Założyciel fundacji “From the Depths” odniósł się także do książki „Dalej jest noc. Losy Żydów w wybranych powiatach okupowanej Polski”, gdzie opisane zostały przypadki mordowania Żydów przez Polaków. Według Danielsa, publikacja przedstawia informacje znane od dawna: – Niestety, liczba Polaków, która podczas wojny brała udział w mordowaniu Żydów była większa niż Polacy chcą o tym myśleć. Tego nie można ignorować. To jest prawda, którą trzeba powiedzieć. Nie możemy się przed nią ukrywać.
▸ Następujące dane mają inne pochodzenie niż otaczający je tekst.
PR #401, opened 2025-08-22
Use a range to store deferred boxes during shaping

nicoburns:
# Objective

- Eliminate an unneccesary allocation
- Very slightly reduce memory usage

## Changes made

Use a range instead of a vec to store "deferred boxes" during the shaping process.

## Context

This came up as review feedback during the initial implementation of inline boxes but was deferred (ha) as a followup

### DIFF
--- a/parley/src/shape.rs
+++ b/parley/src/shape.rs
@@ -5,6 +5,7 @@
 //! and `swash` for text analysis.
 
 use core::mem;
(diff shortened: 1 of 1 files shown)


taj-p (approved):
Always great to save an allocation!

> was deferred (ha) as a followup

😆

Jako przykład Jonny Daniels podaje mord w Jedwabnem. Za to zdarzenie, według Danielsa, są odpowiedzialni Polacy, którzy nie chcą się do tego przyznać. – Każdy naród tak ma. To jest trudne dla każdej nacji. Izraelczycy też mają milion wymówek na wojnę w Palestynie i dlaczego Palestyńczycy musieli opuścić swoje domy. Nie ma wątpliwości, że to ciężkie, żeby się do tego przyznać i się z tym pogodzić. A Polacy to dumny naród i takie przyznanie się do winy byłoby wbrew ich narodowej dumie. Ale w Polsce to się teraz nie wydarzy – stwierdził w rozmowie z tygodnikiem “Wprost”.